### EXTRACTED MATERIAL
● ● ● ● ●

PR #657, opened 2019-06-19
Fix macos build system for libuv

neuroscr:


michael-loki:
I'm not sure why this is required. this is the sort of change which is required out-of-build.

majestrate:
@michael-loki was it broken on your osx ?

michael-loki:
Nope. but my `c++`  is in `/usr/local/bin`.

this is the kind of thing which should be solved with a toolchain file (I think).

neuroscr:
> I'm not sure why this is required. 

because macos by default doesn't search /usr/local for the dependencies. This fixes being able to find and link against libuv

>this is the sort of change which is required out-of-build.

what do you mean by that?

> Nope. but my `c++` is in `/usr/local/bin`.

my c++ is in `/usr/bin`

>this is the kind of thing which should be solved with a toolchain file (I think).

I just resolved it how Jeff resolved the FreeBSD implementation, if you don't like the pattern talk to him.

majestrate:
I think the right way is probably a custom cmake toolchain file for your setup.

neuroscr:
Can someone give me an example or pattern to copy?

michael-loki:
I'll make the changes in #668

michael-loki:
@neuroscr see https://github.com/loki-project/loki-network/pull/668/commits/07377b8d5f371eeffe9ce7aa8898c00f33e8574f

and then when you invoke `cmake`, pass in `-DCMAKE_LIBRARY_PATH=/usr/local/lib`

PR #660, opened 2019-06-20
Tidy up pathbuilder code

michael-loki:
Pathbuilding doesn't (directly) depend on the DHT.


majestrate:
you sure that change with the keygen stuff will work?

michael-loki:
It was working for me on bunnynet

PR #662, opened 2019-06-21
fix up libuv close logic

majestrate:


llarp/ev/ev_libuv.cpp
```diff
@@ -574,8 +620,34 @@ namespace libuv
...
+            static_cast< glue* >(h->data)->Close();
+          }
+        },
+        nullptr);
+  }
+
+  void
+  Loop::stopped()
+  {
+    tick(50);
```
michael-loki: Why 50?

llarp/ev/ev_libuv.cpp
```diff
@@ -3,12 +3,19 @@
 
 namespace libuv
 {
+  struct glue
+  {
+    virtual ~glue(){};
```
michael-loki: `= default;`

llarp/ev/ev_libuv.cpp
majestrate: arbitrary

PR #668, opened 2019-06-27
Remove cppbackport from vendor dir

michael-loki:
> 6 additions and 5,019 deletions


jagerman:
Isn't this going to result in compilation problems with non-cutting-edge compilers?

majestrate:
debian stable is okay with it so that's a reasonable cutoff.

majestrate:
we require c++14 features anyways

majestrate:
@jagerman is this acceptable merge given debian stable handles it?

neuroscr:
what about macos and windows?

despair86:
Filesystem TS is a C++17 feature, `CMAKE_CXX_STANDARD` should be bumped up

looks fine to me, seeing as this never worked on windows anyway -rick

michael-loki:
most compilers have been shipping it under `experimental` for a while, so we don't need to bump to 17.

PR #669, opened 2019-06-28
Refactor config

michael-loki:
This builds on #668 because I needed a working build 😉


llarp/net/net_addr.cpp
```diff
@@ -81,25 +81,17 @@ namespace llarp
   }
 
   bool
-  Addr::from_char_array(const char* in)
+  Addr::from_char_array(string_view in)
```
michael-loki: this could do with a review.

majestrate:
this needs to be updated to reflect the fs stuff

michael-loki:
ack

michael-loki:
@majestrate done.

PR #674, opened 2019-07-01
close after 30 seconds of dead

majestrate:


llarp/utp/session.cpp
```diff
@@ -189,16 +189,13 @@ namespace llarp
...
-      {
-        if(now <= lastSend)
-          return false;
-        return now - lastSend > 5000;
-      }
-      // let utp manage this
-      return state == eClose;
+      if(now <= lastSend)
+        return false;
+      return now - lastSend > 30000;
```
neuroscr: what about receives? are those last active?

PR #687, opened 2019-07-08
Allow environment variable override of config

michael-loki:


llarp/router/router.cpp
```diff
@@ -770,9 +770,9 @@ namespace llarp
   Router::fromConfig(Config *conf)
   {
     // Set netid before anything else
-    if(!conf->router.netid.empty())
+    if(!conf->router.netId().empty())
     {
-      const auto &netid = conf->router.netid;
+      const auto &netid = conf->router.netId();
```
majestrate: should this be `const auto` instead of `const auto &` ?

michael-loki: Either is fine: https://herbsutter.com/2008/01/01/gotw-88-a-candidate-for-the-most-important-const/

PR #686, opened 2019-07-08
merge IPv6 support branch and gutt use of "auto" in config

majestrate:
this merges my dev branch so that i don't have to worry about additional divergence.

PR #690, opened 2019-07-09
Remove redundant else blocks

michael-loki:
might conflict with #686, this can just be applied afterwards


llarp/exit/endpoint.cpp
```diff
@@ -98,7 +98,7 @@ namespace llarp
       auto lastPing = path->LastRemoteActivityAt();
       if(lastPing == 0 || (now > lastPing && now - lastPing > timeout))
         return now > m_LastActive && now - m_LastActive > timeout;
-      else if(lastPing)
+      if(lastPing)
```
majestrate: this part here is needed because of the other return path

michael-loki: which other return path? they’re functionally equivalent afaict.

michael-loki: Corrected either way.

● ● ● ● ●

Copy every line from the material in which the word "with" can be found.

this is the kind of thing which should be solved with a toolchain file (I think).
>this is the kind of thing which should be solved with a toolchain file (I think).
you sure that change with the keygen stuff will work?
Isn't this going to result in compilation problems with non-cutting-edge compilers?
debian stable is okay with it so that's a reasonable cutoff.
michael-loki: this could do with a review.
might conflict with #686, this can just be applied afterwards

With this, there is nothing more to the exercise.